La nozione di Ragione ha una storia evolutiva lunga almeno quanto quella del pensiero filosofico occidentale, nella quale ha assunto una polisemia di significati mai sintetizzabili in una concettualizzazione univoca e definitiva.

Ragione è anche oggi nell'utilizzo comune, un termine ambiguo che può rivolgersi sia all'ambito discorsivo o argomentativo, sia a quello fattuale o causale. Così è possibile affermare che un individuo abbia ragione, quando la sua tesi è preferibile a quella del suo interlocutore.

Oppure che un fatto o una cosa abbia ragione d'esistere, perché ha delle cause o delle finalità tali da renderne necessaria l'esistenza.

Questi due differenti ambiti espressivi possono essere approssimativamente ritrovati nella distinzione filosofica tra ragione soggettiva e ragione oggettiva:

-Da un lato ragione può infatti essere assimilata ad una tecnica formale o discorsiva. Cioè ad una funzione mentale che rende coerenti tra loro due o più proposizioni, senza che però tale coerenza logica garantisca la reale corrispondenza di quelle proposizioni ad un fatto "oggettivo" esterno;

-Dall'altro ragione può indicare l'ordine effettivo della realtà, la sua reale sostanza ontologica, che può essere rispecchiata o disvelata dal pensiero.

Ma la differenza tra queste due accezioni del termine ragione è oggi una sottigliezza sofistica priva di rilevanti conseguenze: la proposizione che spiega la caduta di un corpo verso il basso con la forza di gravità su di esso esercitata, è già di per sè autosufficiente. E sterile risulterebbe la contrapposizione tra la concezione logica del principio causale che sosterrebbe il valore puramente formale della forza di gravità e quella ontologica, che al contrario ne opporrebbe il valore reale ed universale. Ragione soggettiva e ragione oggettiva hanno, agli occhi della contemporanea mentalità tecnica, entrambe la funzione pratica di determinare un fenomeno naturale, di prevederlo a fini meramente utilitaristici.
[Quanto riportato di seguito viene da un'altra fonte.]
PR #167, opened 2021-09-17
Model guide update

ankur-sheth:


ankur-sheth:
I think this branch was created off the wrong base.   Will redo.

ankur-sheth:
Deleting the wrong branch.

La funzione storico-sociale della ragione oggettiva si esaurisce non appena crollano definitivamente l' ancien règime, le sue residuali vestigia feudali e con esse il fondamento religioso-metafisico del mondo. Con la rivoluzione copernicana kantiana la ragione non è più in grado di conoscere la sostanza metafisica della realtà, la cosa in sè, ma può al massimo conoscere scientificamente le sue manifestazioni fenomeniche -stabilendone i nessi causali.

Ma la ragione soggettiva kantiana può essere facilmente assimilata ad una conoscenza di ordine utilitario, convenzionale, incapace di pervenire alla effettiva e globale comprensione della realtà, e soprattutto per nulla adatta a dirimere "scientificamente" le questioni riguardanti la spiritualità umana:

"Chi può dire che uno qualsiasi di questi ideali sia più vicino alla verità del suo opposto?
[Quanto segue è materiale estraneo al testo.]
PR #169, opened 2021-09-21
Exposed MVP API for toggling protocol state

ashutshkumr:
This should partially address https://github.com/open-traffic-generator/models/issues/151

[View the proposed changes using the redocly API viewer](https://redocly.github.io/redoc/?url=https://raw.githubusercontent.com/open-traffic-generator/models/protocol-state/artifacts/openapi.yaml)

Limitations:
- Currently protocol state toggling is not supported for subset of devices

L’affermazione che la giustizia e la libertà siano di per sé migliori dell’ingiustizia e dell’oppressione è scientificamente indimostrabile e inutile; e all’orecchio nostro suona ormai tanto priva di significato quanto potrebbe esserlo l’affermazione che il rosso è più bello dell’azzurro o le uova migliori del latte."[1]

La capitolazione definitiva della ragione soggettiva kantiana e delle sue pretese assolutizzanti, già velatamente sconfessate dallo stesso Kant, trova forse la sua manifestazione più esplicita nella filosofia schopenhaueriana.
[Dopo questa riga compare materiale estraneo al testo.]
PR #174, opened 2021-10-04
name attributes Isis Interface and Traffic Engineering

SuryyaKrJana:


device/isis/multipleinstances.yaml
```diff
@@ -2,6 +2,8 @@ components:
   schemas:
     Device.IsisMultiInstance:
       x-status: under-review
+      x-include:
+      - '../common/common.yaml#/components/schemas/Named.Object'
```
apratimmukherjee, line 6: Probably we can keep  it as a property container instead of actionable node.

result/isis.yaml
```diff
@@ -0,0 +1,187 @@
...
+            If the list is empty then all columns will be returned except for
+            any result_groups.
+            The name of the ISIS Router cannot be excluded.
+          type: array
+          items:
+            type: string
+            enum:
+              - sessions_state_not_started
+              - session_state_up
+              - session_state_down
```
apratimmukherjee, line 35: These 3 stats might be removable.

SuryyaKrJana:
ISIS Model bug fixing....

Quando Schopenhauer individua nella cieca ed irrazionale volontà di vivere la vera essenza metafisica del mondo, considerando il mondo naturale dei fenomeni -oggetto della comprensione scientifica- come semplici manifestazioni finite della volontà, egli non fa che ripudiare la conoscenza razionale o discorsiva kantiana in quanto asservimento utilitario alla volontà stessa.

La filosofia di Schopenhauer è, in quest'ottica, straordinariamente profetica perché denuda anzitempo il significato di ragione che monopolizza l'orizzonte culturale e sociale contemporaneo.

Nell'odierna età della tecnica planetaria, la conoscenza razionale non è mai pura contemplazione disinteressata della natura, ma corrisponde ad una precisa forma di dominio scientifico sul mondo.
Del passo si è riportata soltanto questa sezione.